Friday, July 24, 2009

shadows.

edit: funny cos i just thought about me dying and then being in front of God and the book of life after reading enochs blog. this random thought got more epic as i realized i was probably screwed. lets make that a definitely. it was quite disturbing.

i was always asked if i loved God. and i said yes. but i never really realized until now that if you did love God you would have the total holiness, be God-like thing down. you would have to be doing everything right. i wondered if i loved God enough or even at all. also disturbing.

i have lots more feelings to type down but im tai tired la. its 2am?
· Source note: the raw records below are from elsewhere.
PR #169, opened 2026-09-02
perf(trace): extend indirect-call and immediate-memory coverage

rlanday:
> [!NOTE]
> This PR is stacked on #168, which is itself stacked on #167. The new work
> begins after `d7cb97c` and is kept in three independent commits:
> `b3934aa`, `6a80fe0`, and `4706bcc`. Once the dependencies merge, the diff
> collapses to those commits.

## Summary

Extend native and portable trace execution across three legal 68k forms that
were terminating heavily reused SimCity 2000 recordings:

- `JSR d16(An)` (`4EAD` in the measured path);
- `CMPI.B #imm,abs.W` (`0C38`);
- `ANDI.B #imm,d8(An,Xn)` (`0231`).

Together they reduce retired host instructions by **4.40%** in the standard
400M-instruction SC2K replay, with identical simulated ticks and framebuffer
output. Each step was also measured independently, and cross-application
controls are neutral.

The blocker profile is used here to prioritize implementation work, not to
define a permanent game-specific whitelist. These are extensions of existing
control-address and immediate-ALU families. Other legal forms continue to run
through the exact decoded/interpreter path, and the trace representation can
grow toward shared family lowerings as their fault/extension-word cases are
made atomic. Admission—not semantic support—should ultimately decide whether
a particular trace is worth compiling.

## Why unsupported forms cost host CPU

The trace recorder stops at an instruction it cannot lower. The cost is not
just dispatching that one instruction: the supported prefix before it cannot
become a reusable native loop. The pre-change 400M opportunity census
projected:

| Blocker | Projected prefix dispatches |
|---|---:|
| `JSR d16(An)` | 1,474,272 |
| `CMPI.B #imm,abs.W` | 1,286,754 + 708,462 |
| `ANDI.B #imm,d8(An,Xn)` | 1,474,725 |

The ANDI result makes the effect especially visible. After adding it, the
rejected head at `$00221014` becomes a 10-op native trace. It retires
2,943,680 guest operations in only 2,803 native entries—1,050 operations per
entry. Across the whole replay:

| Trace counter | Before ANDI | After ANDI | Delta |
|---|---:|---:|---:|
| JIT-retired guest ops | 341,714,179 | 349,981,182 | +8,267,003 |
| rejected hits | 1,825,305 | 1,520,925 | -304,380 |
| native calls | 15,895,996 | 15,586,123 | -309,873 |

This is why implementing one blocker saves much more than one decoded opcode:
it recovers the surrounding long-running loop.

### Displacement indirect JSR

The existing terminal `IndirectJsr` op now carries a predecoded `JitEa`, so
the same path supports `(An)` and `d16(An)`. The displacement word is captured
and validated, while the base address register remains live at execution.

The native path computes the target, checks the complete four-byte stack write,
and only then commits SP, the big-endian return address, flow state, and PC. A
window miss therefore re-executes the call with no partial state. The return
address is derived from the recorded instruction extent (four bytes for the
new form), and the M68000 bound is the exact 18 cycles rather than the 16-cycle
`(An)` value. The portable path delegates to the decoded memory/control
executor and has the same atomic fallback.

### Absolute-byte CMPI

`CmpiByteAbs` captures the byte immediate and sign-extended absolute-short
address while retaining both raw extension words for code validation. Native
execution performs one checked byte load and subtraction, updates NZVC, and
preserves X. It never writes guest memory; a window miss occurs before flags
change. Portable execution reuses `DecodedMemOp::AluImm`.

This is deliberately a separate internal op from the established
`CmpiWordMem`. A first candidate generalized that hot op to carry runtime size.
Although lowering consumes size at compile time, the representation/code-layout
change correlated with small repeatable regressions in 3 in Three and EV
Override. Keeping the fixed word op byte-for-byte unchanged retained the SC2K
gain and removed those regressions; see "Rejected and retained experiments."

### Indexed-byte ANDI

`AndImmByteMem` captures the immediate and decoded brief-indexed EA. The native
path computes the live base/index address, then performs all window and
self-modifying-code overlap guards before the read-modify-write or condition
flags commit. It writes one byte, sets logical NZVC, preserves X, and uses the
exact 22-cycle M68000 maximum. Portable execution again delegates to the
decoded memory-ALU implementation.

Tests cover decoder extents, signed displacement and live-register behavior,
exact M68000 state/cycle parity, native/portable parity, short-window bailout,
and code-overlap bailout with no partial state.

## Host-CPU measurements

All SC2K arms execute 400M guest instructions and finish at the same 185,810
ticks and framebuffer SHA-256. Values are aggregate retired host instructions
from three interleaved A/B pairs:

| Incremental step | Baseline | Candidate | Delta |
|---|---:|---:|---:|
| add `JSR d16(An)` | 168,092,724,217 | 167,247,845,394 | **-0.503%** |
| add isolated `CMPI.B abs.W` | 167,208,637,560 | 165,382,873,087 | **-1.092%** |
| add indexed `ANDI.B` | 165,827,019,725 | 160,877,832,958 | **-2.985%** |
| all three vs pre-JSR | 168,352,532,780 | 160,946,270,841 | **-4.399%** |

The direct cumulative pairs are independently -4.218%, -4.429%, and -4.550%.
The direct -4.399% agrees with the -4.42% compounded prediction from the
incremental steps.

Cross-workload retired-instruction controls for each incremental step:

| Workload | JSR | isolated CMPI | ANDI |
|---|---:|---:|---:|
| Lemmings | +0.026% | -0.017% | +0.001% |
| 3 in Three | +0.046% | +0.0006% | +0.0003% |
| System's Twilight | +0.013% | -0.005% | -0.045% |
| EV Override (per tick) | -0.016% | +0.0059% | +0.018% |

EV is normalized by aggregate simulated ticks because its scripted route is
not tick-deterministic. All other controls have identical ticks and framebuffer
hashes. The small values above are noise-level neutrality, not claimed wins.

## Why the old ANDI rejection changed

The same ANDI implementation measured +0.016% on a single September 1 pair
and was preserved rather than published. That test used the PR-#162-era stack.
Parking had removed the cheap spin loops that were the trace JIT's former
customers; on the then-current SC2K run, native traces retired only 0.07% of
guest instructions, so admitting this opcode had almost nothing to act on.

The later admission and exit-topology work restored a reusable native trace
graph. The current pre-ANDI census retires about 85% of the fixed guest budget
through native traces. Reapplying the unchanged opcode implementation now
recovers the 1,050-op-per-entry loop described above and saves 2.985% host
instructions. Opcode-performance rejections are therefore conditional on the
admission/topology baseline; they should be revisited after structural changes.

## Rejected and retained experiments

- **Generalized CMPI representation:** SC2K improved 1.084%, but 3 in Three
  regressed 0.167% and EV regressed 0.132%/tick. The isolated `CmpiByteAbs`
  control improved SC2K 1.092% while 3 in Three moved only +0.0006% and EV
  +0.0059%/tick. The generalized source and both binaries remain preserved for
  follow-up assembly/layout analysis.
- **`JMP (An)`:** six SC2K pairs measured -0.046%, noise-level neutral. Source
  and binary are retained locally in case another topology change makes it
  useful.
- **`LEA d16(PC),An`:** three SC2K pairs measured +0.042%, also neutral. It is
  retained as instruction-family coverage work, but is not included as a
  performance claim here.
- **Cranelift verifier removal:** not part of this work. Verification remains
  enabled; this PR does not trade safety for compile speed.

## Validation

- `cargo test --lib --features 'jit trace-profile'` — 318 passed
- `cargo test --lib --no-default-features` — 205 passed
- `cargo clippy --lib --all-features -- -D warnings` — clean
- deterministic headless A/B hardware-counter replays on SC2K, Lemmings,
  3 in Three, System's Twilight, and EV Override

### DIFF
--- a/src/core/trace_jit.rs
+++ b/src/core/trace_jit.rs
@@ -762,6 +762,120 @@ struct TraceCodeSegment {
     len: u32,
 }
 
+/// Compare live guest instructions with the bytes captured at compilation.
+///
+/// The helper stays outlined: trace entry already pays one call per segment,
+/// and inlining the SIMD loop expands the iterator closure enough to disturb
+/// instruction-cache locality in workloads dominated by tiny segments. Short
+/// ranges use early-out native-word loads; on x86-64, genuinely wide ranges
+/// fold 16-byte differences into one final decision. Very long ranges retain
+/// the platform `memcmp`, whose startup cost is then well amortized.
+#[inline(never)]
+unsafe fn trace_code_eq(live: *const u8, expected: *const u8, len: usize) -> bool {
+    #[cfg(target_arch = "x86_64")]
+    if (48..=512).contains(&len) {
+        use std::arch::x86_64::{
+            __m128i, _mm_cmpeq_epi8, _mm_loadu_si128, _mm_movemask_epi8, _mm_or_si128,
+            _mm_setzero_si128, _mm_xor_si128,
+        };
+
+        let mut offset = 0;
+        // SAFETY: SSE2 is part of the x86-64 baseline ISA.
+        let zero = unsafe { _mm_setzero_si128() };
+        let mut difference = zero;
+        while len - offset >= 16 {
+            // SAFETY: each complete vector lies inside the caller-provided
+            // `len`-byte ranges. Unaligned loads are intentional.
+            let live_word = unsafe { _mm_loadu_si128(live.add(offset).cast::<__m128i>()) };
+            let expected_word = unsafe { _mm_loadu_si128(expected.add(offset).cast::<__m128i>()) };
+            // SAFETY: SSE2 is part of the x86-64 baseline ISA.
+            difference =
+                unsafe { _mm_or_si128(difference, _mm_xor_si128(live_word, expected_word)) };
+            offset += 16;
+        }
+
+        let mut tail_difference = 0u64;
+        if len - offset >= 8 {
+            // SAFETY: a complete eight-byte tail remains in both ranges.
+            let live_word = unsafe { std::ptr::read_unaligned(live.add(offset).cast::<u64>()) };
+            let expected_word =
+                unsafe { std::ptr::read_unaligned(expected.add(offset).cast::<u64>()) };
+            tail_difference |= live_word ^ expected_word;
+            offset += 8;
+        }
+        if len - offset >= 4 {
+            // SAFETY: a complete four-byte tail remains in both ranges.
+            let live_word = unsafe { std::ptr::read_unaligned(live.add(offset).cast::<u32>()) };
+            let expected_word =
+                unsafe { std::ptr::read_unaligned(expected.add(offset).cast::<u32>()) };
+            tail_difference |= u64::from(live_word ^ expected_word);
+            offset += 4;
+        }
+        if len - offset >= 2 {
+            // SAFETY: a complete two-byte tail remains in both ranges.
+            let live_word = unsafe { std::ptr::read_unaligned(live.add(offset).cast::<u16>()) };
+            let expected_word =
+                unsafe { std::ptr::read_unaligned(expected.add(offset).cast::<u16>()) };
+            tail_difference |= u64::from(live_word ^ expected_word);
+            offset += 2;
+        }
+        if len != offset {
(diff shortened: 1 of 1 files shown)


benletchford:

LOL.
thinking about this really raised a new set of tough questions.

one revelation of many God will reveal.
talk about feeling insignifigant lols. coolios.
well g'nite y'all



the past.

i know i've sinned.
i know i've been forgiven.
but the guilt for my sin remains.
but how can i live with myself.
betraying he who loves me.
i have no excuses.
i can't just say im human and walk away.
im a child of God.
better things are expected of me.
i know that.
its time to walk into the Light.
the time is now.

lol just noticed these two posts were about turning things around. interesting lol.
this was just be being dumb and shooting out hopefully relevant feelings of mine.

may there be more added to this

Friday, July 17, 2009

all is not quiet.

lol stopped blogging for a while

well i guess its time to start up again. lol, since i stopped there have been just as many problems as before, reoccuring problems. one those types of problems you just put a band-aid on it and then just comes off. a temporary fix i guess you can call it.
started reading more often again, in joshua. joshua came right after the great moses, and good things were expected of him. one person once told me about joshua and it sparked a thought and brang me back to read it. in the first chapter the Lord tells joshua to be strong and courageous, many times. i think it was like 3-4 lol. he also tells him to be careful and obey what the Lord tells him to do. the Lord also reassures joshua that he will be rewarded and that the Lord will always be by his side.
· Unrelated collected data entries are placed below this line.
PR #170, opened 2026-09-03
perf(trace): compile indexed-dispatch paths across call spans

rlanday:
> [!NOTE]
> This PR is stacked on #169. The new work begins after `4706bcc` and is
> kept in four commits: `4eb51b9`, `5bffbbe`, `5cc2718`, and `212748f`.
> Once the dependency merges, the diff collapses to those commits.

## Summary

Compile a hot table-dispatch path that SimCity 2000's recorder could observe
but previously threw away:

- admit `LEA d16(PC),An`;
- represent and execute indirect `JMP` through `(An)`, `d16(An)`, brief
  `d8(An,Xn)`, and brief `d8(PC,Xn)`;
- record through an indirect jump by guarding the observed target rather than
  pretending that a dynamic target is static;
- when a later second call would make the bounded callee-code interval too
  broad, retain the completed prefix through its last safe terminal—but only
  when that prefix belongs to an indexed-dispatch path.

The complete stack reduces retired host instructions by **1.19%** in the
standard 400M-instruction SC2K replay, with identical simulated ticks and
framebuffer output. 3 in Three, System's Twilight, Lemmings, and EV Override
are neutral.

This does not skip guest work, loosen code validation, or widen the allowed
self-modifying-code intervals. It moves an already-observed, repeatedly
executed guest prefix from decoded execution into the existing guarded native
trace machinery.

## The failed SC2K topology

The hot head at guest PC `$002891A8` executes this shape:

```text
$002891A8  setup and compare operations
     ...
$002891BE  LEA d16(PC),An
$002891C2  JMP d8(An,Xn)          ; table dispatch, target observed at runtime
     ...   selected dispatch case
             BSR                  ; first bounded callee
             ... callee ...
             RTS                  ; checked return to the recorded caller
             BRA                  ; another completed control-flow boundary
     ...
$00289288  BSR                    ; second, far-away callee
```

Before this stack, the PC-relative LEA and indexed jump stopped recording. The
new control-flow representation lets the recorder follow the observed table
case, but exposes a second structural limit: one trace carries one caller code
interval and one callee code interval for self-modifying-code validation. The
first call fits. Adding the second far callee would make the single callee
interval exceed `CALL_THROUGH_MAX_SPAN`.

That span cap exists for a good reason. Treating two small, distant callees as
one enormous interval would make each trace entry validate unrelated memory
between them and would increase both false invalidation and steady-state host
work. The recorder therefore must refuse the second call.

The old refusal, however, discarded too much. It closed the recording as an
ordinary region while the last recorded operation was not a terminal.
Compilation returned `NoTraceTerminal`; repeated identical observations then
made the head structurally rejected. In a 400M parent profile this one head
had 183,834 hits, 183,623 rejected hits, five recording attempts, and zero
compiled calls. The second call poisoned the independently valid prefix before
it.

## The rule

At a call-span refusal, an out-of-line helper now:

1. verifies that the incomplete recording is not already terminal;
2. finds its last completed trace terminal;
3. requires a guarded brief-indexed or PC-indexed `JMP` at or before that
   terminal;
4. retains the existing `SALVAGE_MIN_OPS` profitability floor;
5. truncates to that last terminal and hands the prefix back to the ordinary
   linear admission/deferral path.

The indexed jump is a **topology anchor**, not necessarily the truncation
point. That distinction accounts for most of the win: SC2K performs useful
work after the dispatch, including the first call/return, before reaching the
later direct branch. The final trace keeps that work and leaves the impossible
second call plus its tail to full dispatch.

The structural restriction matters. A generic “call span means salvage” rule
also matched cold function thunks and data-dependent alternate paths in other
programs. An indexed dispatch says something stronger: this is a multi-way
control-flow join whose observed case is worth guarding. A plain `JMP (An)` or
ordinary conditional branch does not establish that topology.

The helper is `#[cold]` and `#[inline(never)]`. The vector scan and policy code
therefore do not change the common trace-entry, native-execution, or recording
layout; they run only when a recording has already reached this uncommon
second-callee span refusal.

## Guarded indirect JMP semantics

`IndirectJmp` carries a decoded `JitEa` plus an optional observed target.
During recording, the jump first decodes without a prediction. Once the guest
executes it, the recorder stores the actual successor and continues along that
case.

Native and portable execution both:

- recompute the target from the live address/index registers;
- apply 68000/68020 index-width and scale semantics;
- commit the architectural jump (`pc` and `change_of_flow`);
- compare the committed target with the recorded successor;
- continue natively on a match or side-exit with exact `ppc`/`ir` state on a
  mismatch.

Thus the trace specializes an observed dispatch edge without assuming the
jump is immutable. Existing guarded-exit accounting can re-record if another
table case becomes dominant. Raw opcode extension words remain in the trace's
code snapshot, and every discontiguous caller/callee segment is validated
before native execution.

`LEA d16(PC),An` records its PC-derived base as a constant plus the signed
displacement and preserves condition codes, matching the interpreter. The
indirect-JMP family uses the existing checked EA representation rather than a
game-specific address or opcode whitelist.

## Actual host-CPU measurements

All fixed-endpoint runs alternate A/B order. The primary metric is retired
**host** instructions: actual CPU work performed by Systemless, not emulated
68k cycles and not merely the number of guest instructions. Each SC2K arm runs
the same 400M guest instructions, ends at exactly 185,810 simulated ticks, and
has the same final framebuffer SHA-256.

Complete PR stack versus the exact #169 artifact, three interleaved pairs:

| Workload | Budget | #169 host instructions | Candidate | Change |
|---|---:|---:|---:|---:|
| SimCity 2000 | 400M | 160,600,336,338 | 158,688,715,569 | **-1.1903%** |
| 3 in Three | 200M | 284,822,684,554 | 284,763,977,068 | -0.0206% |
| System's Twilight | 100M | 304,968,183,095 | 305,000,953,454 | +0.0107% |
| Lemmings | 400M | 121,473,897,905 | 121,423,993,241 | -0.0411% |
| EV Override | 200M | normalized per tick | normalized per tick | +0.0759% |

SC2K's individual pairs were approximately -1.27%, -1.08%, and -1.23%; all
three were favorable. Ticks and screenshots are identical for every workload
except EV Override, whose scripted endpoint is intentionally tick-variable;
EV is therefore normalized by aggregate ticks. The control-workload changes
are noise-scale neutrality, not claimed wins.

To isolate only the final salvage policy from its indirect-JMP parent, a
second three-pair SC2K comparison measured **-1.2410%** host instructions
(160,879,368,743 -> 158,882,823,422). This shows the gain comes from retaining
the safe native prefix, not from holding guest work or simulated time fixed in
a misleading way.

### 1. Salvage every call-span recording

The first prototype treated every call-span stop like an unsupported-opcode
blocker and salvaged through the last terminal. It improved SC2K by **1.0816%**
but regressed 3 in Three by **+0.1506%** and System's Twilight by **+0.1529%**.
Lemmings was -0.0822%; EV Override was -0.0240% instructions/tick.

Profiles explained the conflicting results:

- SC2K has the hot indexed table-dispatch path described above.
- 3 in Three's superficially similar failures end in plain `JMP (A0)` function
  thunks. The observed heads had only 5-9 hits, far below the 208-hit
  independent-linear threshold, and produced no useful compiled shape.
- System's Twilight's `$003A2B06` head already had a productive 43-op trace
  (94 native calls, 3,948 retired guest ops). A data-dependent alternate path
  reached the span refusal after an ordinary conditional branch, so broad
  salvage could replace the useful long shape with a shorter alternate one.

Even where the broad rule compiled nothing, adding a hot-path enum case and
policy branch correlated with a repeatable ~0.15% representation/layout cost.
Moving the narrow rule out of line removed that effect.

### 2. Keep only the indexed-JMP prefix

A conservative version required the right topology but truncated exactly at
the indexed jump—an eight-op SC2K trace. It removed the other-game regressions
but saved only **0.4252%** on SC2K. It threw away the useful first call/return
and later direct branch. The final rule uses the indexed jump as proof of the
topology and the last later terminal as the safe endpoint.

### 3. Refuse salvage after any previous compile

The first indexed-only version also refused heads that had compiled at any
point in the past, to protect an existing shape. Removing that history guard
produced only **0.2768%** SC2K improvement in a fresh three-pair run, so blocked
adaptive re-recording was not the missing opportunity. The indexed topology
test already excludes Twilight's conditional alternate path; a durable
compiled-history exception is unnecessary and would interfere with the
existing dominant-target adaptation policy.

### 4. Follow the second call too

Another prototype appended a `CallExit` for the second far call, compiled the
parent through it, and seeded that callee separately. Against prefix salvage,
it was **0.6948% worse on SC2K** over three 400M pairs. It duplicated an
already-productive downstream trace graph and added validation/chaining work.
The second call remains outside this trace.

### 5. Judge the new control forms in isolation

Earlier isolated tests found `LEA d16(PC),An` at +0.042% and terminal
`JMP (An)` at -0.046% on SC2K—both neutral. They were retained locally rather
than claimed as wins. The present result shows why opcode admission and trace
topology cannot always be evaluated independently: those forms make the hot
dispatch path recordable, while call-span salvage lets the newly visible path
compile. The complete stack directly measured -1.1903% against #169.

## Validation

The new end-to-end test constructs:

```text
indexed dispatch -> first far BSR -> callee -> checked RTS
                 -> direct branch -> second far BSR
```

It runs the guest loop to a fixed budget, verifies that both callees execute in
lockstep, and inspects the compiled head. The resulting 12-op trace must contain
the guarded indexed dispatch, bounded first call, checked return, and final
direct branch, and must exclude the second call.

Also completed:

- `cargo test --features jit`
- `cargo test --no-default-features`
- `cargo fmt --check`
- `git diff --check`
- deterministic headless hardware-counter replays on SC2K, 3 in Three,
  System's Twilight, Lemmings, and EV Override

### DIFF
--- a/src/core/trace_jit.rs
+++ b/src/core/trace_jit.rs
@@ -2172,6 +2172,59 @@ impl TraceJit {
         }
     }
 
+    /// Close a recording that cannot add another callee without making its
+    /// bounded code intervals overly broad, retaining a completed prefix
+    /// when it belongs to an indexed-dispatch path.
+    #[cold]
+    #[inline(never)]
+    fn finish_recording_at_call_span(&mut self, cpu: &mut CpuCore, call_pc: u32) {
+        // A trace carries one caller and one callee SMC interval. SC2K's
+        // table-driven dispatch can cross an indexed JMP, finish one
+        // call/return, and then reach a second far callee. The second call
+        // cannot join this trace without making its callee interval overly
+        // broad, but the completed control-flow prefix before it is
+        // independently useful.
+        //
+        // Keep this salvage deliberately structural. An indexed jump is a
+        // multi-way dispatch boundary; a plain JMP (An) is commonly a cold
+        // function thunk, while an ordinary conditional branch can belong to
+        // an alternate path of an already-productive longer trace. Once the
+        // indexed dispatch proves this topology, retain through the LAST
+        // completed terminal: SC2K does useful work after the dispatch,
+        // including one bounded call/return, before a direct branch leads to
+        // the impossible second call.
+        let salvage = self.recording.as_ref().and_then(|recording| {
+            if recording.ops.last().is_some_and(|op| op.op.ends_trace()) {
+                return None;
+            }
+            let last_terminal = recording.ops.iter().rposition(|op| op.op.ends_trace())?;
+            let has_indexed_dispatch = recording.ops[..=last_terminal].iter().any(|op| {
+                matches!(
+                    op.op,
+                    JitTraceOp::IndirectJmp {
+                        target: JitEa::Index { .. } | JitEa::PcIndex { .. },
+                        expected_target: Some(_),
+                    }
+                )
+            });
+            if !has_indexed_dispatch || last_terminal + 1 < SALVAGE_MIN_OPS {
+                return None;
+            }
+            let continuation = recording.ops.get(last_terminal + 1)?.pc;
+            Some((last_terminal + 1, continuation))
+        });
+        if let Some((prefix_len, continuation)) = salvage {
+            self.recording
+                .as_mut()
+                .expect("salvage came from an active recording")
+                .ops
+                .truncate(prefix_len);
+            self.finish_recording(cpu, continuation, RecordingEnd::Region);
+        } else {
+            self.finish_recording(cpu, call_pc, RecordingEnd::Region);
+        }
+    }
+
     /// `call_retry_pending` marks the one case where a rescued prefix is
     /// worse than no trace at all: a recording stopped by its first
     /// unpermitted call. Salvaging there installs a compiled prefix that
@@ -2578,7 +2631,7 @@ impl TraceJit {
                     if caller_hi.wrapping_sub(caller_lo) > CALL_THROUGH_MAX_SPAN
                         || callee_hi.wrapping_sub(callee_lo) > CALL_THROUGH_MAX_SPAN
                     {
-                        self.finish_recording(cpu, executed_pc, RecordingEnd::Region);
+                        self.finish_recording_at_call_span(cpu, executed_pc);
                         return;
                     }
                     recording.pending_return = Some(return_pc);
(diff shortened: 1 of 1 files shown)


benletchford:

awesome starting chapter lol.

i guess God always told me to like be strong, careful and obey him. i'd like to wager that he told me he'd be there to help me along too. i guess i've never really listened. i've had these times where i start something and really want to achieve it and no real harvest for me to reap? i guess i messed up, and tried to do something more but it never really worked out. i got reminded that if i loved God i'd be doing everything right. and i guess i didnt love God enough and thats why i failed. its like im joshua. im christian (leader of Gods people in joshs situatuion) and things are expected of me because im christian (i have to lead these people that moses just lead to conquer the rest of canaan etc)

in one of my early blogs i talked about dbz and doing things WITH God. how ironic it is to be stuck failing at what im preaching? ive hit bottom. totally cold. sad. how badly do i wanna of this rut. so bad.

i knew Jesus was with me the whole time i fell from grace. he didnt want to catch me at that moment for a reason. one day he'll tell me why. but he was there, always giving me a nudge, asking me when id get back with him. he wouldnt just let me forget about whats the true meaning behind my life. even though the roof, windows and walls were ripped off by the storm i still had the foundation. i know i can build it all back with him telling me how.


i guess ill end of by asking for prayer, sorry for the incoherent comeback blog lol.